With a 3.0.27-1-ac100 kernel, doing dd if=/dev/zero of=xxx bs=1M
count=100 is immediately killed. In contrast, doing the same from a
3.0.8 kernel did the right thing for me. But I did reproduce your
experiment below on ec2 with the same result.
So, cc:ing linux-mm in the hopes someone can tell us whether this
is expected behavior, known mis-behavior, or an unknown bug.

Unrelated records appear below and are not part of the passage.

PR #1539, opened 2024-03-26
UserService tests

barreiro:
(Also includes some changes in the service and back-ends to make them behave as same as possible) 

Add abstract class with test cases and two concrete implementations, one for each back-end. Each implementation has it's own custom `QuarkusTestProfile`.

The test injects the service and call it's methods directly. This is simpler and allows greater control and therefore better coverage.

### DIFF
--- a/horreum-backend/src/main/java/io/hyperfoil/tools/horreum/svc/UserServiceImpl.java
+++ b/horreum-backend/src/main/java/io/hyperfoil/tools/horreum/svc/UserServiceImpl.java
@@ -13,10 +13,12 @@ import jakarta.inject.Inject;
 import jakarta.transaction.Transactional;
 import org.jboss.logging.Logger;
 
+import java.util.HashMap;
 import java.util.List;
 import java.util.Map;
 
 import static java.text.MessageFormat.format;
+import static java.util.Collections.emptyList;
 
 @Authenticated
 @ApplicationScoped
@@ -43,13 +45,8 @@ public class UserServiceImpl implements UserService {
     // ideally we want to enforce these roles in some of the endpoints, but for now this has to be done in the code
     // @RolesAllowed({ Roles.ADMIN, Roles.MANAGER })
     @Override public void createUser(NewUser user) {
-        if (user == null) {
-            throw ServiceException.badRequest("Missing user as the request body");
-        } else if (user.team != null && !user.team.endsWith("-team")) {
-            throw ServiceException.badRequest(format("Team {0} does not end with ´´-team´´ suffix", user.team));
-        }
+        validateNewUser(user);
         userIsManagerForTeam(user.team);
-
         backend.get().createUser(user);
         LOG.infov("{0} created user {1} {2} with username {3} on team {4}", identity.getPrincipal().getName(), user.user.firstName, user.user.lastName, user.user.username, user.team);
     }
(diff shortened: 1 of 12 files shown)


horreum-backend/src/main/java/io/hyperfoil/tools/horreum/svc/UserServiceImpl.java
```diff
@@ -58,29 +55,41 @@ public class UserServiceImpl implements UserService {
...
     @Override public String defaultTeam() {
         UserInfo userInfo = UserInfo.findById(identity.getPrincipal().getName());
         return userInfo != null ? userInfo.defaultTeam : null;
     }
 
     @Transactional
     @WithRoles(addUsername = true)
-    @Override public void setDefaultTeam(String team) {
+    @Override public void setDefaultTeam(String unsafeTeam) {
+        String team = unsafeTeam != null ? validateTeamName(unsafeTeam) : null;
```
stalep, line 68: So this can set team to null, which will set userInfo.defaultTeam = null, is that intended?

horreum-backend/src/main/java/io/hyperfoil/tools/horreum/svc/UserServiceImpl.java
```diff
@@ -58,29 +55,41 @@ public class UserServiceImpl implements UserService {
         return backend.get().getTeams();
     }
 
-    @WithRoles(addUsername = true)
+    @Transactional
+    @WithRoles(extras = Roles.HORREUM_SYSTEM)
     @Override public String defaultTeam() {
         UserInfo userInfo = UserInfo.findById(identity.getPrincipal().getName());
         return userInfo != null ? userInfo.defaultTeam : null;
```
stalep, line 62: Is it "ok" to return null here?

horreum-backend/src/main/java/io/hyperfoil/tools/horreum/svc/UserServiceImpl.java
stalep: Would it not be better to do: String name = validateTeamName(unsafeTeam); ?

horreum-backend/src/main/java/io/hyperfoil/tools/horreum/svc/user/DatabaseUserBackend.java
```diff
@@ -127,34 +139,44 @@ private void addTeamMembership(UserInfo userInfo, String teamName, TeamRole role
...
-        String prefix = getTeamPrefix(team);
-        Team teamEntity = Team.find("teamName", prefix.substring(0, prefix.length() - 1)).firstResult();
+        Team teamEntity = Team.find("teamName", removeTeamSuffix(team)).firstResult();
         if (teamEntity == null) {
-            throw ServiceException.notFound("The team " + team + " does not exist");
+            throw ServiceException.notFound(format("The team {0} does not exist", team));
         }
-        TeamMembership.delete("team", teamEntity);
+        // need to delete memberships with roles
+        deleteTeamAndMemberships(teamEntity);
```
stalep, line 162: It this throws an exception it would be propagated to the client directly if I'm not mistaken. If so we should add some logic to capture that.

horreum-backend/src/main/java/io/hyperfoil/tools/horreum/svc/user/DatabaseUserBackend.java
```diff
@@ -127,34 +139,44 @@ private void addTeamMembership(UserInfo userInfo, String teamName, TeamRole role
...
+
+    @Transactional
+    @WithRoles(fromParams = DeleteTeamAndMembershipsParameterConverter.class)
+    void deleteTeamAndMemberships(Team teamEntity) {
+        // need to remove from the "owning" side of the relationship
+        teamEntity.teams.stream().map(membership -> membership.user.username).forEach(username -> {
+            Optional<UserInfo> user = UserInfo.findByIdOptional(username);
+            user.ifPresent(u -> u.teams.removeIf(membership -> teamEntity.equals(membership.team)));
+        });
         teamEntity.delete();
```
stalep, line 173: Similar as above

horreum-backend/src/main/java/io/hyperfoil/tools/horreum/svc/UserServiceImpl.java
barreiro: both approaches are reasonable. it depends if we want to allow `defautTeam` to be unset or not.

horreum-backend/src/main/java/io/hyperfoil/tools/horreum/svc/UserServiceImpl.java
barreiro: probably safer to return `""` when `userInfo` exists.

horreum-backend/src/main/java/io/hyperfoil/tools/horreum/svc/UserServiceImpl.java
barreiro: changed to not allow unsettling `defaultTeam`

PR #1549, opened 2024-03-28
Remove hypersistence dependency

barreiro:
This dependency will be problematic for a Quarkus upgrade.

It looks to me that it can be safely removed.

### DIFF
--- a/horreum-backend/pom.xml
+++ b/horreum-backend/pom.xml
@@ -41,11 +41,6 @@
             </exclusions>
         </dependency>
         <dependency>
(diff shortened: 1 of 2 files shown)


stalep:
I know we had some issues when we looked at removing it in the past. Did you test this against a prod db and checked if it worked fine?

barreiro:
I relied mostly on the test suite, but will do check with the prod backup as well and see if I can spot any issues.

barreiro:
I did click around with production data and did not encounter any issues.

PR #65, opened 2024-06-28
python(performance): ingestion request buffering + low hanging fruit

solidiquis:
## Context

It is very easy for folks to accidentally ingest single flows one-by-one in a hot-loop which interweaves serialization with streaming. This PR introduces `buffered_ingestion` to automate request buffering, only sending requests once the threshold is met. Example of how it is used:

```python
with ingestion_service.buffered_ingestion() as buffered_ingestion:
    buffered_ingestion.try_ingest_flows(*lots_of_flows)
    buffered_ingestion.try_ingest_flows(*lots_more_flows)
```

Contrast this with regular ingestion:
```python
ingestion_service.try_ingest_flows(*lots_of_flows)
ingestion_service.try_ingest_flows(*lots_more_flows)
```

Exiting the `with-block` will cause the remaining requests to flush, if there are any remaining. Users can manually flush as well.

> Summary: I have set up a system where I am using LXC to create multiple
> virtualized containers on my system with limited resources. Unfortunately, I'm
> running into a troublesome scenario where the OOM killer is hard killing
> processes in my LXC container when I write a file with size exceeding the
> memory limitation (set to 300MB). There appears to be some issue with the
> file buffering respecting the containers memory limit.
>
>
> Reproducing:
>
> /done on a c1.xlarge instance running on Amazon EC2
>
> Create 6 empty lxc containers (in my case I did lxc-create -n testcon -t
> ubuntu -- -r precise)
>
> Modify the configuration of each container to set lxc.cgroup.memory.
> limit_in_bytes = 300M
>
> Within each container run:
> dd if=/dev/zero of=test2 bs=100k count=5010
> parallel
>
> This will with high probability activate the OOM (as seen in demsg); often
> the dd processes themselves will be killed.
>
> This has been verified to have problems on:
> Linux 3.8.0-25-generic #37-Ubuntu SMP and Linux ip-10-8-139-98
> 3.2.0-29-virtual #46-Ubuntu SMP Fri Jul 27 17:23:50 UTC 2012 x86_64 x86_64
> x86_64 GNU/Linux
>
> Please let me know your thoughts.
>
> Regards,
> Aaron Staley
> _______________________________________________
> Containers mailing list
> [email protected]
> https://lists.linuxfoundation.org/mailman/listinfo/containers
On Mon, Jul 01, 2013 at 01:01:01PM -0500, Serge Hallyn wrote:
> Quoting Aaron Staley ([email protected]):
> > This is better explained here:
> > http://serverfault.com/questions/516074/why-are-applications-in-a-memory-limited-lxc-container-writing-large-files-to-di
> > (The
> > highest-voted answer believes this to be a kernel bug.)
>
> Hi,
>
> in irc it has been suggested that indeed the kernel should be slowing
> down new page creates while waiting for old page cache entries to be
> written out to disk, rather than ooming.
>
> With a 3.0.27-1-ac100 kernel, doing dd if=/dev/zero of=xxx bs=1M
> count=100 is immediately killed. In contrast, doing the same from a
> 3.0.8 kernel did the right thing for me. But I did reproduce your
> experiment below on ec2 with the same result.
>
> So, cc:ing linux-mm in the hopes someone can tell us whether this
> is expected behavior, known mis-behavior, or an unknown bug.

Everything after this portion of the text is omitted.